Herod Antipas was tetrarch of Galilee and Perea (4 BC to AD 39) when John the baptizer was preparing the way for Christ’s ministry (Luke 3:1-6). John was from the hill country of Judah (Luke 1:39), the northern part of which was roughly 16 kilometers (10 miles) from the Jordan River. The Jordan Valley runs along both sides of the river, and much of the lower region is wilderness.10 John conducted his ministry in the more isolated wilderness of Judea (Matt. 3:1; Luke 3:4), albeit mainly “beyond the Jordan” (John 1:28; 3:26; 10:40). Jesus and his disciples also baptized masses of people in this general area (John 3:26; 4:1-3).

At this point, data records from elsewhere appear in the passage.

PR #2517, opened 2021-12-14
Port the grid_helper sass mixin to the components gem

owenatgov:
## What
Replace the grid mixins from the super nav sass into a separate mixin file and update the grid helper in line with the most recent updates made during the new homepage work (https://github.com/alphagov/frontend/blob/main/app/assets/stylesheets/mixins/_grid-helper.scss).

## Why
The new homepage is using the same grid setup as the super nav. This will allow us to distribute the mixin between the super nav and the homepage to repeat code repetition.

No visual changes

### DIFF
--- a/CHANGELOG.md
+++ b/CHANGELOG.md
@@ -11,6 +11,7 @@
 
 * Fix font for menu paragraphs [#2509](https://github.com/alphagov/govuk_publishing_components/pull/2509)
 * Add large mode on mobile only to search component ([PR #2510](https://github.com/alphagov/govuk_publishing_components/pull/2510))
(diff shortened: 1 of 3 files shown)


alex-ju (approved):
I agree, sharing these mixins makes sense. We may want to have a conversation about where is the best place for them (we have `components/helpers` and `components/mixins` and I'm sure I'm not the only puzzled about the difference between them) and whether we'd like to prefix them, to avoid potential clashes with similar mixins defined at the application level.

owenatgov:
@alex-ju I'm also keen to have a chat about this, mainly as I'd forgotten that `components/helpers` existed 😅  A topic for the new year to try and bring some consistency to the codebase. I'll be cheeky and merge for now.

PR #2518, opened 2021-12-14
Remove Brexit call to action from contextual sidebar

sihugh:
## What
Remove the Brexit call to action from contextual sidebar

## Why
Use of the link is dwindling and there are other pressing things that might need greater visibility.

## Visual Changes
As expected, the element won't be rendered by the component anymore


lib/govuk_publishing_components/presenters/contextual_navigation.rb
```diff
@@ -108,51 +108,6 @@ def tagged_to_brexit?
...
-        taxons = content_item.dig("links", "taxons").to_a
-        taxons.each do |taxon|
-          if brexit_cta_taxon_allow_list.include?(taxon["content_id"]) || parent_taxon_include?(taxon, brexit_cta_taxon_allow_list)
-            return true
-          end
-        end
-        false
-      end
-
-      def parent_taxon_include?(taxon, taxon_list)
```
hannako, line 140: I'm a bit sad to lose this lovely recursive method!

hannako (approved):
I spotted a few references to transition-check in the translation files. Which seems weird as that's been retired and the url is redirected to the brexit landing page. But I'll sort that in a separate PR, as it's unrelated to this.

This looks good to me 🥳

lib/govuk_publishing_components/presenters/contextual_navigation.rb
alex-ju: I was too, might actually be the last one in this repo 😢

PR #2521, opened 2021-12-14
Add missing class for slimmer header

chao-xian:
## What

This class is required for slimmer to inject service titles. For example the Service Manual.

## Why

The old template had this class, [and Slimmer expects it in order to inject a custom title header](https://github.com/alphagov/slimmer/blob/master/lib/slimmer/processors/inside_header_inserter.rb#L7-L8).

[Trello card](https://trello.com/c/7xbAX1Uk/711-bug-fix-service-manual-header)

## Visual Changes

None

## Related PRs

* https://github.com/alphagov/static/pull/2672
* https://github.com/alphagov/service-manual-frontend/pull/1021


owenatgov (commented):
Changelog pls then I'll approve 🙏

owenatgov (approved):
🎅

alex-ju (commented):
Alternatively, we could've updated `slimmer to use the existing `gem-c-header__logotype`. I am slightly worried that someone will find this class without any associated styles and will just get rid of it.

chao-xian:
Ah good point @alex-ju - which might be how it happened in the first place. I'll raise a couple PRs if I get a chance.

PR #2525, opened 2021-12-15
Add signup link component

andysellick:
## What
Add the signup link component from `collections`.

- unchanged apart from `app-c` CSS class prefix changing to `gem-c` and tweaks to the test structure to make it run here

## Why
We want to use it in a smart-answer that's currently under development. Once this component has been moved from `collections` to here in the gem, we'll remove the one in `collections` and point it at this one.

## Visual Changes
Screenshot 2021-12-15 at 14 55 14

Trello card: https://trello.com/c/i3brOfzz/431-add-multiple-country-select-question-type-to-smart-answers

### DIFF
--- a/CHANGELOG.md
+++ b/CHANGELOG.md
@@ -9,6 +9,7 @@
 
 ## Unreleased
 
+* Add signup link component ([PR #2525](https://github.com/alphagov/govuk_publishing_components/pull/2525))
 * Remove jQuery from page-content ([PR #2505](https://github.com/alphagov/govuk_publishing_components/pull/2505))
 * Replace use of `includes()` in `explicit-cross-domain-links.js` with `indexOf()` alternative [#2515](https://github.com/alphagov/govuk_publishing_components/pull/2515)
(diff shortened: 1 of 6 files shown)


leenagupte (approved):
It matches the existing component in collections, so 👍  from me.

alex-ju:
It would've been great to prepare the PRs in `smart-answer` and `collection` to make sure we don't add a 3rd component to the existing 2 ones and leave tech debt behind. For reference `smart-answers` already has an [email-link](http://smart-answers-preview.herokuapp.com/component-guide/email-link) component and `collections` has a [signup-link](http://govuk-collections.herokuapp.com/component-guide/signup-link) component (the source of this PR, as I understand), both looking and functioning in a very similar way.

andysellick:
Thanks for the input @alex-ju, I wasn't aware `smart-answers` already had that component. Hopefully this doesn't change much though - I was planning to remove the component in `collections` but now I'll also remove the similar one in `smart-answers` and make sure all the functionality is covered.

PR #2534, opened 2021-12-17
Remove jQuery from download link tracker

andysellick:
## What
Removes jQuery from the download link tracker, which tracks clicks on links to downloadable assets.

It works as follows. Once users consent to analytics, the tracker attaches a click event listener to all pages on the body element. If the clicked element is a link (or inside a link) that matches a particular selector, a tracking event is fired to GA.

The download link tracker is called in `static-analytics.js` and the selector passed is `'a[href*="/government/uploads"], a[href*="assets.publishing.service.gov.uk"]'`. Broadly, these match links to downloadable assets.

I've had to change the code more than I expected to remove jQuery owing to how easy it is to attach an event listener to multiple elements in jQuery compared to the relative complexity of that in vanilla JS. This change has meant that the `getLinkFromEvent` function is no longer needed, as the check for the element type needs to be done much earlier in the code, before the tracking function is called.

## Why

## Visual Changes
None.

### DIFF
--- a/CHANGELOG.md
+++ b/CHANGELOG.md
@@ -9,6 +9,7 @@
 
 ## Unreleased
 
+* Remove jQuery from download link tracker ([PR #2534](https://github.com/alphagov/govuk_publishing_components/pull/2534))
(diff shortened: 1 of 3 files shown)


owenatgov (approved):
⬇️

As John went “into all the surrounding region of the Jordan” (Luke 3:3), multitudes went out to hear his preaching from “all the region around the Jordan” (Matt. 3:5-6; 11:7-10). Since he was “at first” immersing in a particular place across the Jordan (John 10:40), no single location can be identified as his only baptismal site, although farther north in the Galilee region seems to be excluded (Matt. 3:13; 4:12; Mark 1:9, 14; Luke 4:14 John 1:43). On at least one occasion he was baptizing converts from the west side of the river (John 3:23, cp. v. 26).
A distinction is made in the Fourth Gospel between the Bethany “near Jerusalem” (John 11:18) and the Bethany in a more remote area “beyond the Jordan” (John 1:28).11 The Bethany west of the river was a small town on the southeastern slope of the Mount of Olives, less than 3.2 kilometers (2 miles) from Jerusalem (Matt. 21:17; 26:6-13; 12:1-8; Mark 11:1, 11-12; 14:3-9; Luke 19:29; 24:50; John 11:1-46). The Jordan River is about 33 kilometers (21 miles) east of Jerusalem (note John 1:19), and John’s original baptismal site was within a couple of days’ walk from the Bethany near Jerusalem (John 1:28; 10:40; 11:1, 6, 17).
John the baptizer was eventually arrested and executed by Herod Antipas, in whose territory he had been preaching and baptizing (Matt. 14:1-12; Mark 6:14-29; Luke 3:19-20; 9:9). The death sentence was the result of John denouncing the tetrarch’s unlawful marriage to his half-niece Herodias. Jesus was informed of the incident (Matt. 14:12), and his attitude toward the malicious ruler was not favorable (Mark 8:15; Luke 13:31-32).12
A couple of years later Jesus was “beyond the Jordan” when some Pharisees publicly asked him about the legality of a husband divorcing his spouse for just any cause (Matt. 19:1-2; Mark 10:1-2). At the time they were in the political jurisdiction of Herod Antipas, a divorced man married to a divorced woman,13 wielding the power of life and death. The trap they were attempting to set makes the straightforward and courageous response of Jesus even more impactful. Like John, he implicitly regarded such a relationship unlawful (Matt. 19:4-9; Mark 10:3-12).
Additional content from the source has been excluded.